JWS is simply a format that contains a signature for an _arbitrary_ (that is,
not _always_ JWT) payload. See the "typ" header in the JWS RFC (in fact, see
the entire RFC)[1]; were a JWS always a JWT, we would have no need for "typ".
In fact, the RFC for JWS never mentions JWT in the normative parts of the
standard — it is only ever mentioned during examples, since JWT is perhaps the
primary consumer of the JWS standard. It calls this out, explicitly:

> _While the first three examples all represent JSON Web Tokens (JWTs) [JWT],
> the payload can be any octet sequence_

JWT is the concrete thing in that it is a JSON document encoding a set of
claims, and comes either signed (wrapped in a JWS) or encrypted (wrapped in a
JWE).
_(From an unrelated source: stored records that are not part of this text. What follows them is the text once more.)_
PR #142, opened 2019-07-16
Release to PyPI on tag

mvdbeek:


nsoranzo:
I'd use a deploy stage, so it runs after all `test` builds are successful (and only once). Something like:
```yaml
matrix:
  ...
  include:
    - stage: deploy
      python: '3.5'
      if: tag IS present
      install:
        - python -m pip install twine
      script:
        - python setup.py sdist bdist_wheel
        - twine check dist/*
        - twine upload --skip-existing dist/*
```

PR #251, opened 2017-10-08
Ancient map anti alias

MM1nd:
This fails the test as discussed in #250 

The blessed image would have to be changed. It is two full minutes (~66%) faster on a 1024*512 map on my machine though.

### DIFF
--- a/worldengine/drawing_functions.py
+++ b/worldengine/drawing_functions.py
@@ -488,9 +488,6 @@ def draw_ancientmap(world, target, resize_factor=1,
     for c in range(num_channels):
             channels[c][borders] = border_color[c]
 
-    for c in range(num_channels):
-        target[:,:,c] = channels[c,:,:]
-
     if verbose:
         elapsed_time = time.time() - start_time
         print(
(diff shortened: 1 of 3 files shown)


worldengine/drawing_functions.py
```diff
@@ -490,37 +497,17 @@ def on_border(pos):
...
-            r = int(tot_r / n)
-            g = int(tot_g / n)
-            b = int(tot_b / n)
-            target[y, x] = (r, g, b, 255)
-
-        for i in range(steps):
-            _anti_alias_step()
-
-    anti_alias(1)
+    #don't anti-alias the alpha channel
```
ftomassetti: could we put a space after the sharp symbol?

worldengine/drawing_functions.py
```diff
@@ -490,37 +497,17 @@ def on_border(pos):
...
+    for c in range(num_channels-1):
+        channels[c] = anti_alias_channel(channels[c], 1)
+
+    
+    #hand over to the old implementation
```
ftomassetti: same here

ftomassetti:
The code looks good to me. I would first merge the changes into the blessed images (PR to worldengine-data) and then rerun the tests here. As they pass I would merge this PR.
Does it make sense?

psi29a:
I agree, if you would like to update the blessed images first, we can compare the differences there too.

psi29a:
Restarting build...

psi29a:
Coveralls is not happy... but the tests pass. :)

psi29a:
Merged, this is great work. Thank you for taking the time!

Please take the time to update the README Contributors section to add your own blurb about yourself. :)

PR #252, opened 2017-10-08
improved mountain mask

MM1nd:
In absolute timing this takes about 10s off the clock for a 1024*512 map. Relative timings are dominated by anti-aliasing, but I thought I'd do this while waiting for #251 to be resolved. 

Code is also a bit cleaner, once again.

Not much more to be said about this one.


psi29a:
Nice work! Those nested loops are gone which is a big win for simplicity. Thank you again. :)

PR #253, opened 2017-10-10
Refactor ancient map

MM1nd:
Hi again,

this more or less completely refactors `draw_ancient_map`. It is part of my effort to get rid of the slow `*_tiles_around_*` functions. 

## Changes #
Almost nothing is where it used to be, again to the point where the diff is almost useless, so let me highlight some changes:

* `find_land_borders` and `find_outer_borders` both use the scaled ocean. So it would be nice if they were in the same scope as to share that. They also both can be expressed in very few lines of code. So I moved them into `draw_ancientmap` proper.
* biome drawing code looked a bit differently for each biome but in the end only three different concepts were used. The new `_draw_biome` caters almost all our biome drawing needs. I'll try to get rid of the glacier special case next, btw.
* this results in verbose mode actually being verbose. 
* masks can be unset with absolutely no hassle using numpy array adressing syntax. No need for custom code there.
* most biomes want to know how many neighbours of them within a radius of 6 or 9 are borders. So I'm caching those values for reference in all biomes. Mountains on the other hand don't know the radius they are going to have in advance so I'm caching borders for every radius that appears, regardless of if it will ever be reused. This is wasteful but not slower than the old `*_tiles_around_*` solution. It gets more advantageous the more mountains are on a map.

## Stats #
Performance of `ancient_map -w seed_7577.world -v --draw-outer-border`: 
* Current master: 1m18s, ~14% of which in `tiles_around_factor`.
* This PR: 1m 11s (i. e. no measurable difference)

Basically this does the same thing equally fast looking better and using ~200 fewer lines of code.

Cheers,
Alex

### DIFF
--- a/tests/drawing_functions_test.py
+++ b/tests/drawing_functions_test.py
@@ -17,6 +17,13 @@ class TestDrawingFunctions(TestBase):
         draw_ancientmap(self.w, target, resize_factor=3)
         self._assert_img_equal("ancientmap_28070_factor3", target)
 
+    def test_draw_ancient_map_outer_borders(self):
+        # TODO: So far this only calls the function without testing the result.
+        # Add a blessed image with borders, maybe
+        target = PNGWriter.rgba_from_dimensions(self.w.width * 3, self.w.height * 3)
+        draw_ancientmap(self.w, target, resize_factor=3, draw_outer_land_border=True)
+
+
     def test_gradient(self):
         self._assert_are_colors_equal((10, 20, 40),
                                       gradient(0.0, 0.0, 1.0, (10, 20, 40), (0, 128, 240)))
--- a/worldengine/drawing_functions.py
+++ b/worldengine/drawing_functions.py
@@ -402,17 +402,25 @@ def draw_ancientmap(world, target, resize_factor=1,
     if draw_biome:
         biome_masks = _build_biome_group_masks(world, resize_factor)
 
-        # TODO: there was a stub for a rock desert biome group here
-        # it should be super easy to introduce that group with the new
-        # biome group concept but since it did nothing I removed the stub
+        def _draw_biome(name, _func, w, h, r, _alt_func = None):
+            if verbose:
+                start_time = time.time()
 
-    def unset_mask(pos):
-        x, y = pos
-        mountains_mask[y, x] = 0
+            for y in range(resize_factor * world.height):
+                for x in range(resize_factor * world.width):
+                    if biome_masks[name][y, x] > 0:
+                        if r == 0 or border_neighbours[r][y,x] <= 2:
+                            if _alt_func is not None and rng.random_sample() > .5:
+                                _alt_func(target, x, y, w, h)
+                            else:
+                                _func(target, x, y, w, h)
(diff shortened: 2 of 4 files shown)


tests/drawing_functions_test.py
```diff
@@ -17,6 +17,13 @@ def test_draw_ancient_map(self):
         draw_ancientmap(self.w, target, resize_factor=3)
         self._assert_img_equal("ancientmap_28070_factor3", target)
 
+    def test_draw_ancient_map_outer_borders(self):
```
ftomassetti: Good idea

worldengine/drawing_functions.py
```diff
@@ -251,7 +209,7 @@ def _draw_glacier(pixels, x, y):
     pixels[y, x] = (rg, rg, 255, 255)
 
 
-def _draw_cold_parklands(pixels, x, y):
+def _draw_cold_parklands(pixels, x, y, w, h):
```
ftomassetti: I am wrong or w and h are not used here? Are they passed for consistency with other methods?

worldengine/drawing_functions.py
```diff
@@ -411,57 +369,58 @@ def draw_ancientmap(world, target, resize_factor=1,
...
-        # biome group concept but since it did nothing I removed the stub
-
-    def unset_mask(pos):
-        x, y = pos
-        mountains_mask[y, x] = 0
-
-    def unset_boreal_forest_mask(pos):
-        x, y = pos
-        biome_masks['boreal forest'][y, x] = 0
+    scaled_ocean = world.ocean.repeat(resize_factor,0).repeat(resize_factor,1)
```
ftomassetti: super nitpick (shame on me), maybe you could put a space after the commas and between the `>` sign below

MM1nd:
Coveralls metric is quite stupid here. I'm "deleting" code so of course relative coverage goes down. 

The problem is the unused, unfinished(?) untested and uncalled `_dynamic_draw_a_mountain`, which actually would be better off in a branch.

worldengine/drawing_functions.py
MM1nd: Exactly. IIRC it was that way, then I removed them in the first round of refactoring, and now I put them back in so that duck typing works. cf. `_draw_biome`, this gets called as `_func`.

Could be solved with an ìf` but branching is slow.

ftomassetti: makes sense

worldengine/drawing_functions.py
MM1nd: OK, I'm giving up and installing pylint :)

psi29a: PyCharm IDE is also free... unless you're an vim or emacs fan, then yeah, pylint and pep8 are your friends. :)

MM1nd: I'm using Visual Studio and don't want to change my workflow, if I can help it. So kindof the opposite of vim :)
It has built-in formatting I think, but that has to be triggered manually, which I maybe just should remember to do. It also has builtin pylint support which I wanted to give a try ... mixed results so far.

MM1nd:
I fixed the whitespaces as requested, I also did a lot of linting and will make a seperate PR for that after this one is done.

JWT's RFC[2] states this fairly directly:

> _The claims in a JWT are encoded as a JSON object that is used as the
> payload of a JSON Web Signature (JWS) structure or as the plaintext of a
> JSON Web Encryption (JWE) structure_

While I see what you're getting at with "JWT is an abstract concept" — that
you need to wrap a JWT inside a JWS or a JWE — that does not mean that _all_
JWSs are JWTs, and while the text can certainly be interpreted as "you must
wrap a JWT in either a JWS or a JWE", I feel it toes the line too close to
"all JWS's are JWTS", particularly at, "A signed JWT is known as a JWS".
Having a JWS doesn't imply that it is a JWT; for example, the ACME protocol
uses JWS, but not JWT. The distinction here is subtle, but important, I
feel.[3]

> _HMAC is not recommended - as it will be symmetric key. In fact you will
> find more details in the above link..._

Not recommended by who? For what reasons?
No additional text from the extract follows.